*Input material*
++++++++++++++++++++

PR #5102, opened 2026-03-11
Support domain name for ingress

juzailmlwork:

### DIFF
--- a/docs/docs/community/release_notes/jac-client.md
+++ b/docs/docs/community/release_notes/jac-client.md
@@ -4,6 +4,8 @@ This document provides a summary of new features, improvements, and bug fixes in
 
 ## jac-client 0.3.6 (Unreleased)
 
+- **Fix: Desktop Target Asset Loading**: Fixed an issue where images and other static assets referenced with `/static/assets/` URLs were not loading in desktop (Tauri) builds. Assets are now correctly copied from `compiled/assets/` to `dist/static/assets/` during the build process, ensuring they are available when Tauri serves the frontend bundle. This fix applies to both `jac build --client desktop` and `jac start --client desktop` commands.
+
 ## jac-client 0.3.5 (Latest Release)
 
 - **Fix: Parser Strictness Compliance**: Moved docstrings before signatures across all test files (`test_cli`, `test_it`, `test_e2e`, `test_helpers`, `test_desktop_api_url`) and backtick-escaped `entry`/`walker` keyword parameters in `client_runtime` to comply with the stricter RD parser.
--- a/jac-client/jac_client/plugin/src/targets/impl/desktop_target.impl.jac
+++ b/jac-client/jac_client/plugin/src/targets/impl/desktop_target.impl.jac
@@ -1540,6 +1540,8 @@ impl DesktopTarget.build(
         os.environ.pop(API_BASE_URL_ENV_VAR, None);
     }
     console.print(f"  ✔ Web bundle built: {web_bundle_path}", style="success");
+    # Step 1.1: Copy assets to dist for desktop builds (Tauri serves from dist directly)
+    _copy_assets_to_dist(project_dir, web_bundle_path.parent);
     # Regenerate main.rs with latest TOML config (base_url may have changed since setup)
     _generate_main_rs(tauri_dir, api_base_url=toml_base_url);
     # Step 1.5: Bundle sidecar (optional - can be skipped if not needed)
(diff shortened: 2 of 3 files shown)


jac-scale/jac_scale/targets/kubernetes/kubernetes_config.jac
```diff
@@ -57,7 +57,10 @@ obj KubernetesConfig(BaseConfig) {
         redis_username: str = 'admin',
         redis_password: str = 'password',
         # Ingress configuration
-        ingress_node_port: int = 30080;
+        ingress_node_port: int = 30080,
+        # Domain / TLS configuration
+        domain: str = "",
+        cert_manager_email: str = "juzailmlwork@gmail.com";
```
udithishanka: This ships your personal email as the default for every user. Anyone who doesn't override `cert_manager_email` in their `jac.toml` will register Let's Encrypt certs under `juzailmlwork@gmail.com` and you'll get their expiry notices. Same issue on L191 in `from_dict`.

```suggestion
        cert_manager_email: str = "";
```

jac-scale/jac_scale/targets/kubernetes/monitoring.jac
```diff
@@ -984,7 +984,9 @@ obj MonitoringDeployer {
                                 'env': [
                                     {
                                         'name': 'GF_SERVER_ROOT_URL',
-                                        'value': '%(protocol)s://%(domain)s/grafana'
+                                        'value': f"https://{self.k8s_config.domain}/grafana"
```
udithishanka: This hardcodes `https://` during the initial deploy, but TLS isn't active yet at this point — the user hasn't run `--enable-tls`. Grafana will generate wrong redirect URLs for the entire HTTP phase.

Should use `http://` here. The `enable_tls` method already patches Grafana to `https://` later, so this just needs to match the initial HTTP state.

```suggestion
                                        'value': f"http://{self.k8s_config.domain}/grafana"
```

jac-scale/jac_scale/targets/kubernetes/kubernetes_target.jac
```diff
@@ -1041,6 +1041,25 @@ obj KubernetesTarget(DeploymentTarget) {
             details["health_check_of_deployment"] = deployment_details;
             service_url = self.get_service_url(app_name);
 
+            # Print CNAME instructions when a custom domain is set on AWS
+            if self.k8s_config.domain and cluster_env == 'aws' {
```
udithishanka: CNAME instructions are AWS-only but domain/TLS support isn't. Users on GCP, Azure, or any cloud with a LoadBalancer also need to know what to point their DNS at, but they'll get nothing here.

At minimum, try to resolve the LB hostname/IP for all cloud envs (the `_get_nlb_hostname` method already falls back to `.ip`), or print a generic "point your domain to your LoadBalancer IP" message for non-AWS clusters.

jac-scale/jac_scale/tests/test_deploy_k8s.jac
```diff
@@ -1378,3 +1380,75 @@ test "redis template file in package" {
...
+        with unittest.mock.patch(
+            "jac_scale.targets.kubernetes.kubernetes_target.client.NetworkingV1Api",
+            return_value=mock_networking_v1
+        ) {
+            assert deployment_target.get_service_url("myapp") == "http://app.example.com";
+        }
+    }
+}
+
+test "enable tls raises when no domain configured" {
```
udithishanka, line 1477: This test passes for the wrong reason. It only mocks `k8s_cluster_config` but not `client.NetworkingV1Api`, `client.CustomObjectsApi`, etc. So `IngressDeployer.enable_tls` blows up with a K8s connection error before it ever hits the domain validation check.

You're testing "can't reach cluster" not "rejects empty domain." Mock the networking/custom clients too so the actual domain-check codepath in `IngressDeployer.enable_tls` runs and raises the `"No domain found"` exception.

++++++++++++++++++++

*What is expected*
Across the records above, count each line that holds the word "method" and give only the resulting number.

*Problem solution*
2